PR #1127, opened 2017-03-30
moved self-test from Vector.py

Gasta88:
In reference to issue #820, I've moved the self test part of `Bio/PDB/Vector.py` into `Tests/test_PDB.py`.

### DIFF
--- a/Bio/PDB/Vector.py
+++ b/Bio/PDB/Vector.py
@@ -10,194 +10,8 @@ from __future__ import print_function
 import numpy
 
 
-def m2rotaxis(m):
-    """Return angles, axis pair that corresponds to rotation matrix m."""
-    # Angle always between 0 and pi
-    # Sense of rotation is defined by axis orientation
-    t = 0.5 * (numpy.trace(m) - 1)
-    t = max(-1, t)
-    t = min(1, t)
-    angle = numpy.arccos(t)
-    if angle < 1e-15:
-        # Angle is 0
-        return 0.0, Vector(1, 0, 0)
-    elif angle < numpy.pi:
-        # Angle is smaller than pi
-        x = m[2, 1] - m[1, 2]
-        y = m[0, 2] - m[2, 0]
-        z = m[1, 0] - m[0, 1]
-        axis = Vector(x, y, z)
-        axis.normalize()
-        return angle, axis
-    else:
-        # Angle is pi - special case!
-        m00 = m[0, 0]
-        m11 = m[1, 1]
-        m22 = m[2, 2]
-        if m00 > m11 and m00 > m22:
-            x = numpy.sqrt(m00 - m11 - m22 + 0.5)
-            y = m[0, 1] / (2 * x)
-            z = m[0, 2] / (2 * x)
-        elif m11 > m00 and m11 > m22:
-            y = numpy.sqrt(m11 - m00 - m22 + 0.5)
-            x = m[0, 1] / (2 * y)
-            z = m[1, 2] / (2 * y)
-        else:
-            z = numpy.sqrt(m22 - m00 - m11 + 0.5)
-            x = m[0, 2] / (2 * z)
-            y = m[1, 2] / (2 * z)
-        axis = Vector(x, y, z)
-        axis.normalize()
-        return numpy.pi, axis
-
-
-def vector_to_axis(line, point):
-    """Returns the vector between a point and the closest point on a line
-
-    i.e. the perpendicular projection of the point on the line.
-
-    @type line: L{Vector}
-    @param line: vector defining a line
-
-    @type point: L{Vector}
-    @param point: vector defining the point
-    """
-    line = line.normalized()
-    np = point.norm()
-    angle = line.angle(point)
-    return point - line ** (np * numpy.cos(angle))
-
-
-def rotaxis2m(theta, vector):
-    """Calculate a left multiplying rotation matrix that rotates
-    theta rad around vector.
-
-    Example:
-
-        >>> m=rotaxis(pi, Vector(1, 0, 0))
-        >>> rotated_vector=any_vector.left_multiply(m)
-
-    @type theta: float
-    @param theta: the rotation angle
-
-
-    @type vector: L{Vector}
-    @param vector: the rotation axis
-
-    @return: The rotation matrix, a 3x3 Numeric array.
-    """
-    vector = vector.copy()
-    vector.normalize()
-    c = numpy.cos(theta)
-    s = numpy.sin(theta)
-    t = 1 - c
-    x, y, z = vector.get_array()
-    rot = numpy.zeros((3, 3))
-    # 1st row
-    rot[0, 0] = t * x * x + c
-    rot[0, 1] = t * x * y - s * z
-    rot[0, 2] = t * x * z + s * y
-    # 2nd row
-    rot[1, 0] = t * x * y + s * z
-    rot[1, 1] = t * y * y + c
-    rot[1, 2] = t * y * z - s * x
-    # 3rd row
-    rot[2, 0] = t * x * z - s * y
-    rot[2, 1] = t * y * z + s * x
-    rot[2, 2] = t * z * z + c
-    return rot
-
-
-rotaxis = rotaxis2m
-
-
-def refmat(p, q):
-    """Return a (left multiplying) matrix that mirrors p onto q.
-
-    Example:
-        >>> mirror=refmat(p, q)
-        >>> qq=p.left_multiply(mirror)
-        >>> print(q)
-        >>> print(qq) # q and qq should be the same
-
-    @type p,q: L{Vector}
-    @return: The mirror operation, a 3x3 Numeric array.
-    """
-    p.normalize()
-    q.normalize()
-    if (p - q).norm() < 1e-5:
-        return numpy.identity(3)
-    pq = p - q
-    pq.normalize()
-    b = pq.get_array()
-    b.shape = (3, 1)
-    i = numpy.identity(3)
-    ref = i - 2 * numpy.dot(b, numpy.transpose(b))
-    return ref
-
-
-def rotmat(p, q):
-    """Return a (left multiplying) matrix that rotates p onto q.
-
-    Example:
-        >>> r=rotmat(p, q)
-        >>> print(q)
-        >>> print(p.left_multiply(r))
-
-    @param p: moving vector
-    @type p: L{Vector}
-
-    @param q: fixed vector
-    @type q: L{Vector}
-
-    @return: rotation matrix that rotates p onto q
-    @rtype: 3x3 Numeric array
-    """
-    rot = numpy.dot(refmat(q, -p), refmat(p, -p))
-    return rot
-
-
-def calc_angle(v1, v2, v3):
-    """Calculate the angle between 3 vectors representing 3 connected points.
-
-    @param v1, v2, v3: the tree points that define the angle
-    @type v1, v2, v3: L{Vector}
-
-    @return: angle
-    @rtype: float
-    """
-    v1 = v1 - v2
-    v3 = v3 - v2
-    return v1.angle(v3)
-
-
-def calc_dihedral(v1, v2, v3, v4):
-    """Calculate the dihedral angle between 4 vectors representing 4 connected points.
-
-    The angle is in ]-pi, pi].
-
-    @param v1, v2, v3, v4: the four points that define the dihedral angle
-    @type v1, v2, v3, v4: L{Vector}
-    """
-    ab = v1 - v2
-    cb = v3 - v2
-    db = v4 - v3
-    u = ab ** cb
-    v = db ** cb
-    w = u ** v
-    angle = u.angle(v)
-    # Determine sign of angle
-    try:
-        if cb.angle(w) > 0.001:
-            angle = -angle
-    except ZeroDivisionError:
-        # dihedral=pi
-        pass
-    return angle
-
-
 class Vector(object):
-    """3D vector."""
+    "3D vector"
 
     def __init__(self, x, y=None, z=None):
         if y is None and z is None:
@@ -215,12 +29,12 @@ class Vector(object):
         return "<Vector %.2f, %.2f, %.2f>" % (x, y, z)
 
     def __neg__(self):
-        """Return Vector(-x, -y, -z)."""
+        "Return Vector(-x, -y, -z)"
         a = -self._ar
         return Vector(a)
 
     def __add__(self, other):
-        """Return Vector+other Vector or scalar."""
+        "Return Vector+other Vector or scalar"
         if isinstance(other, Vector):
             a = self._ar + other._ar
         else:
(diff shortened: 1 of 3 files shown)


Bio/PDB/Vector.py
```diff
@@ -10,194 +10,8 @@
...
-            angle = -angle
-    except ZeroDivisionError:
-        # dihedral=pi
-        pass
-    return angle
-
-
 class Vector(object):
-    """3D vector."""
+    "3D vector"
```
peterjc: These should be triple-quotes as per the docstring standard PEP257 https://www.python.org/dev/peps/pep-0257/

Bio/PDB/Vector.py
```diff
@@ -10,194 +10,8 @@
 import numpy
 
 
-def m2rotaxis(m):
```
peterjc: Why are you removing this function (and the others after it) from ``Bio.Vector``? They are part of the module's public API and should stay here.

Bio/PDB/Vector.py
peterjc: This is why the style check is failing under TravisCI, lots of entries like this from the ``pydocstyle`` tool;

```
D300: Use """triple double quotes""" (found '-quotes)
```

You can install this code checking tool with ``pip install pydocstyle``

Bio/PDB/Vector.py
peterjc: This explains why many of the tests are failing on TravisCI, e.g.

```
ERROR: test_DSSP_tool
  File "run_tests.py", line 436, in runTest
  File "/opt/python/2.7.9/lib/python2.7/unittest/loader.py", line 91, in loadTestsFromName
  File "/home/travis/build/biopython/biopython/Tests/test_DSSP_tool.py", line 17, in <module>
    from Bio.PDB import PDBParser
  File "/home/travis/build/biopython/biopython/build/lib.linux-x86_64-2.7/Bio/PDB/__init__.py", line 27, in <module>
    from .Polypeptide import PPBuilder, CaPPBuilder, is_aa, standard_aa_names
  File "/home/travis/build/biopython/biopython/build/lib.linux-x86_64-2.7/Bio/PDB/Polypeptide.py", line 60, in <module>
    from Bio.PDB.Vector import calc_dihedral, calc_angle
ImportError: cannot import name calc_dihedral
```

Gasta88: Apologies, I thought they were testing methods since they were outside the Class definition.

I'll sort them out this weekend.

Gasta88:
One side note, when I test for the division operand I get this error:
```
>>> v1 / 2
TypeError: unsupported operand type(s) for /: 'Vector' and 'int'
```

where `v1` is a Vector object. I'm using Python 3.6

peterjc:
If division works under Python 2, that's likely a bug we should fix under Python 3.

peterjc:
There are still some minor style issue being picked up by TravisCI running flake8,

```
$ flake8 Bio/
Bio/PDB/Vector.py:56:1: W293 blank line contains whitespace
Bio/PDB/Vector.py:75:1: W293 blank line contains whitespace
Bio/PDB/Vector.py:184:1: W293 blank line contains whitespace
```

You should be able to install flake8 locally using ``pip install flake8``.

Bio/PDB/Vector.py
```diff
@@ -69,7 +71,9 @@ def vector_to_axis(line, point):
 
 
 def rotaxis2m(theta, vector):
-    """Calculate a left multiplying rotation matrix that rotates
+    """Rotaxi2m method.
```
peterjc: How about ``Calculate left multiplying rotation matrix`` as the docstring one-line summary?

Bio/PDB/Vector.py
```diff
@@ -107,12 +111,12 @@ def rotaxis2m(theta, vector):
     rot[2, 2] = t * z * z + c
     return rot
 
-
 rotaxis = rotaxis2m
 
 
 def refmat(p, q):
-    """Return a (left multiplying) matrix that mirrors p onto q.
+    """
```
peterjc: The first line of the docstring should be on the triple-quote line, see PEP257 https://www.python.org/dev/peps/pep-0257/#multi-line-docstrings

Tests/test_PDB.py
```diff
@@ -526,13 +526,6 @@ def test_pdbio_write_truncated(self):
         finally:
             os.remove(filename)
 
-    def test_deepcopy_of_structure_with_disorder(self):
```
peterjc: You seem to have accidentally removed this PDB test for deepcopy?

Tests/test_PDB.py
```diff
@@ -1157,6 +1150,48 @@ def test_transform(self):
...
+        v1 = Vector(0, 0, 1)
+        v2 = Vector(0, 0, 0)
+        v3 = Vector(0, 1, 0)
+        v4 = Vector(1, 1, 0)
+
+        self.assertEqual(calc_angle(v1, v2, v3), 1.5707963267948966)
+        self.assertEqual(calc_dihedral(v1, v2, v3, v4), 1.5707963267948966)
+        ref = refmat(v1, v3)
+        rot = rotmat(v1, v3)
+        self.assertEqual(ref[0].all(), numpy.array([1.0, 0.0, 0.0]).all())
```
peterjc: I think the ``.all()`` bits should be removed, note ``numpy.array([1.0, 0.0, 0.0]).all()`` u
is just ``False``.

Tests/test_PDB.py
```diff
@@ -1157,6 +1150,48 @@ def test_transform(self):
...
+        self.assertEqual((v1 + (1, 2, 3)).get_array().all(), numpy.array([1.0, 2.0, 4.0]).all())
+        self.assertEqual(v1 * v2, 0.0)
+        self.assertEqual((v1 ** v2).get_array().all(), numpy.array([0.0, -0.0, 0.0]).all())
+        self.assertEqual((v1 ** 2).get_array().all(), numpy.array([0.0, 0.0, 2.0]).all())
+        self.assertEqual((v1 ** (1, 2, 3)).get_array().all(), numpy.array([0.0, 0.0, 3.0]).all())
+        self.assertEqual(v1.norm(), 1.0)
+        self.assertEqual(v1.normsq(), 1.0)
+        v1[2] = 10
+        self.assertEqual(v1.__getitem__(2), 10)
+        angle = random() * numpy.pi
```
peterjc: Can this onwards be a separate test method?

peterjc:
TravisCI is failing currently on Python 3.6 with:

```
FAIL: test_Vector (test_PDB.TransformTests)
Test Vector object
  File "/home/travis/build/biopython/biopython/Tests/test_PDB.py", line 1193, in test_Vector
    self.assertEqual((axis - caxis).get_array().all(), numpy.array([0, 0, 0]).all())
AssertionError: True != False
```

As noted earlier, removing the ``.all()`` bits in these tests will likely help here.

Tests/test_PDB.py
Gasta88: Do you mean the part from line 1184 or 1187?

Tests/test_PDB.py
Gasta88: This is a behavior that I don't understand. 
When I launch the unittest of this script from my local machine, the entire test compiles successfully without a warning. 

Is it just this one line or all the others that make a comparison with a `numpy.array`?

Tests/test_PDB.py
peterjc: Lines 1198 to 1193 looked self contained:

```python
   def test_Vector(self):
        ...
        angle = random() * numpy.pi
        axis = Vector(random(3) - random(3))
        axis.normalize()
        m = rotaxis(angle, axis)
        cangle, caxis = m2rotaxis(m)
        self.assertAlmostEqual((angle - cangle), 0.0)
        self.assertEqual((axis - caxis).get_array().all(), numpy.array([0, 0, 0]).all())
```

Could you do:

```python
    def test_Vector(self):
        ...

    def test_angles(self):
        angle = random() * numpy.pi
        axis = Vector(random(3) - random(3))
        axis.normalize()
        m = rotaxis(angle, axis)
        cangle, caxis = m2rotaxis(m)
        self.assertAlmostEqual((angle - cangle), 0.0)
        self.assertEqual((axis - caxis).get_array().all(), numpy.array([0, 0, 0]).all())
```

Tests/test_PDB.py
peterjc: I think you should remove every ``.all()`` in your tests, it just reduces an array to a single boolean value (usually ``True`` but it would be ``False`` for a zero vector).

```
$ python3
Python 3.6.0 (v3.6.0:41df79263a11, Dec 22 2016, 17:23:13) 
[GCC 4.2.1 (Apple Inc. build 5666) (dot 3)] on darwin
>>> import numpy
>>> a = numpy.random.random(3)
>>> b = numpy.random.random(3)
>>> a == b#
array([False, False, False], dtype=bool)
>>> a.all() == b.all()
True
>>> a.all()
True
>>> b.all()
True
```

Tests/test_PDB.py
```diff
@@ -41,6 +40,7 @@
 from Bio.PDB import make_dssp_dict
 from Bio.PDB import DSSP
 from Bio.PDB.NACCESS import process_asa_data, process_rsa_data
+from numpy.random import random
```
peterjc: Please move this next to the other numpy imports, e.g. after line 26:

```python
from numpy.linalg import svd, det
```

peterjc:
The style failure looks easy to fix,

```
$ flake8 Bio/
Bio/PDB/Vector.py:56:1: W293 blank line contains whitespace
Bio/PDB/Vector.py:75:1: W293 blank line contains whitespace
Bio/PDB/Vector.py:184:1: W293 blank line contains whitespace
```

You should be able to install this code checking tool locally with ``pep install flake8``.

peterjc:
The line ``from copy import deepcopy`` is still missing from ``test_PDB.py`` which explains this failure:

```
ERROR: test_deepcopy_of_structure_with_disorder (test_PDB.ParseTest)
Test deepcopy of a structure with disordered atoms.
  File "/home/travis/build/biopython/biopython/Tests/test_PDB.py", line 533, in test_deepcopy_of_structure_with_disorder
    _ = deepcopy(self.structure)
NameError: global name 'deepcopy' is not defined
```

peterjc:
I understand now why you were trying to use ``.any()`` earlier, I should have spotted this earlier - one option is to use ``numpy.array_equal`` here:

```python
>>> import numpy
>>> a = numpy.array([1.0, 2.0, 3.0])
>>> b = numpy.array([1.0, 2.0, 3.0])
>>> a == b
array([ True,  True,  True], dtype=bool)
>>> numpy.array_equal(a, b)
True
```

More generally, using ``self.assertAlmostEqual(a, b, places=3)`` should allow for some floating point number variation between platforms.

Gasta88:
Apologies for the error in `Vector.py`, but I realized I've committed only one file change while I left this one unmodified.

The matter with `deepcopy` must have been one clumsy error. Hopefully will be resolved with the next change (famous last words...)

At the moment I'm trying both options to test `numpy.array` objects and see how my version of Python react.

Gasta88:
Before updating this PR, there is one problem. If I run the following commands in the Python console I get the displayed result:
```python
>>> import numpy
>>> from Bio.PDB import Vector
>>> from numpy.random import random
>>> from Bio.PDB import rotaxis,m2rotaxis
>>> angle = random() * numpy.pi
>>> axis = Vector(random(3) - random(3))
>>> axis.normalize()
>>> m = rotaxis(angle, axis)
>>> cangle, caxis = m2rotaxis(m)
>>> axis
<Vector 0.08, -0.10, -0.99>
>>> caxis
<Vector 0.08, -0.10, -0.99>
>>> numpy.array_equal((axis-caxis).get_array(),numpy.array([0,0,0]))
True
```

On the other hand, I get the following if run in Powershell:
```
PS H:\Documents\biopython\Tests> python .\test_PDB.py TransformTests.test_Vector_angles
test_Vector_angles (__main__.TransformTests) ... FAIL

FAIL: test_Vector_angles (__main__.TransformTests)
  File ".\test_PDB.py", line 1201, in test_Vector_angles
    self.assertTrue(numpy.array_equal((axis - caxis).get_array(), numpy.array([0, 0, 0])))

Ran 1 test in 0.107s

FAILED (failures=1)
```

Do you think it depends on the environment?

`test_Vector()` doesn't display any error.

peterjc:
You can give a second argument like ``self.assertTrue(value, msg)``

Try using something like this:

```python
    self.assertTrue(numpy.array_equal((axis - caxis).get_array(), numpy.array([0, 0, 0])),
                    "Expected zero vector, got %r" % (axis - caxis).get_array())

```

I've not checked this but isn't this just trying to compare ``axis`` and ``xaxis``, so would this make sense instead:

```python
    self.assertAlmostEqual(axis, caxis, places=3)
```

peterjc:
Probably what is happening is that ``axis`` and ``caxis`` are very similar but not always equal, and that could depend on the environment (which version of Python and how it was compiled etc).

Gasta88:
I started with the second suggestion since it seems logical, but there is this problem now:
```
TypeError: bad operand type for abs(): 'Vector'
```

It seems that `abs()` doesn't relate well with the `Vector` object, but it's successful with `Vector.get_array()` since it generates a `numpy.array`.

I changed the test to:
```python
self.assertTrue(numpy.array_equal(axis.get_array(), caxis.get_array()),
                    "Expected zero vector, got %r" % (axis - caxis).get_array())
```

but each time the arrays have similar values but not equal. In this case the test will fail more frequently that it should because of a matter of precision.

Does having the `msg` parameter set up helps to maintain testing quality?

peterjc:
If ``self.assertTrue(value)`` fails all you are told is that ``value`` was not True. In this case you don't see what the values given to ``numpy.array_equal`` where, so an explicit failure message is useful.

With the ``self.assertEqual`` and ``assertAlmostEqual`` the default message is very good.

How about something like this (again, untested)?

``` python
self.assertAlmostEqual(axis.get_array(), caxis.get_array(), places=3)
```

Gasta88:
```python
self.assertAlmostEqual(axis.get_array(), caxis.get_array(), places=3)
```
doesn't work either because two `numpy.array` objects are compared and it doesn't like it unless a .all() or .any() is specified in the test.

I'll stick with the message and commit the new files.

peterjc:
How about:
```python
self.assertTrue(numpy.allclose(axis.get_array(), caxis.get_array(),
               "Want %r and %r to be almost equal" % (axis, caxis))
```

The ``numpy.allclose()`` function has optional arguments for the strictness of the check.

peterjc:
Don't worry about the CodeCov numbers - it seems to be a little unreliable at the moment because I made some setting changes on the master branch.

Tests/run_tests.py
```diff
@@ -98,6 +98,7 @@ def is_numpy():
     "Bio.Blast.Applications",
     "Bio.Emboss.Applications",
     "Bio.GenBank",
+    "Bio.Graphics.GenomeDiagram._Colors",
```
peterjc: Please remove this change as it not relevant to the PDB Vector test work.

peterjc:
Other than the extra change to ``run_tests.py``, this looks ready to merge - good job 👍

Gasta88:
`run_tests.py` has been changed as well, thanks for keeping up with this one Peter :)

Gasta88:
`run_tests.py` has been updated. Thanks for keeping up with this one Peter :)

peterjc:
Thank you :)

■ ■ ■ ■ ■ ■ ■

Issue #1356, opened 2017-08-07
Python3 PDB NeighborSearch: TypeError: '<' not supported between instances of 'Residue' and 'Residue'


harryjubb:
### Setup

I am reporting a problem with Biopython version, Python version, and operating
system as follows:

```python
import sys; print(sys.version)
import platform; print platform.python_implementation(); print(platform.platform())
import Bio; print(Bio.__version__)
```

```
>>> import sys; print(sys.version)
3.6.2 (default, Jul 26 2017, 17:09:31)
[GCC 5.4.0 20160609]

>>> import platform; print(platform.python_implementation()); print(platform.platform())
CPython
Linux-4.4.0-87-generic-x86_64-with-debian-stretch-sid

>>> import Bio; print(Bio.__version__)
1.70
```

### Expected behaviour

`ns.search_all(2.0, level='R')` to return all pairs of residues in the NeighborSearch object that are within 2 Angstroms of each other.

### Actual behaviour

■ ■ ■ ■ ■ ■ ■

- Exercise prompt
Among the records, find the lines that contain "were" and copy each of them.

- Answer section
Gasta88: Apologies, I thought they were testing methods since they were outside the Class definition.
I understand now why you were trying to use ``.any()`` earlier, I should have spotted this earlier - one option is to use ``numpy.array_equal`` here:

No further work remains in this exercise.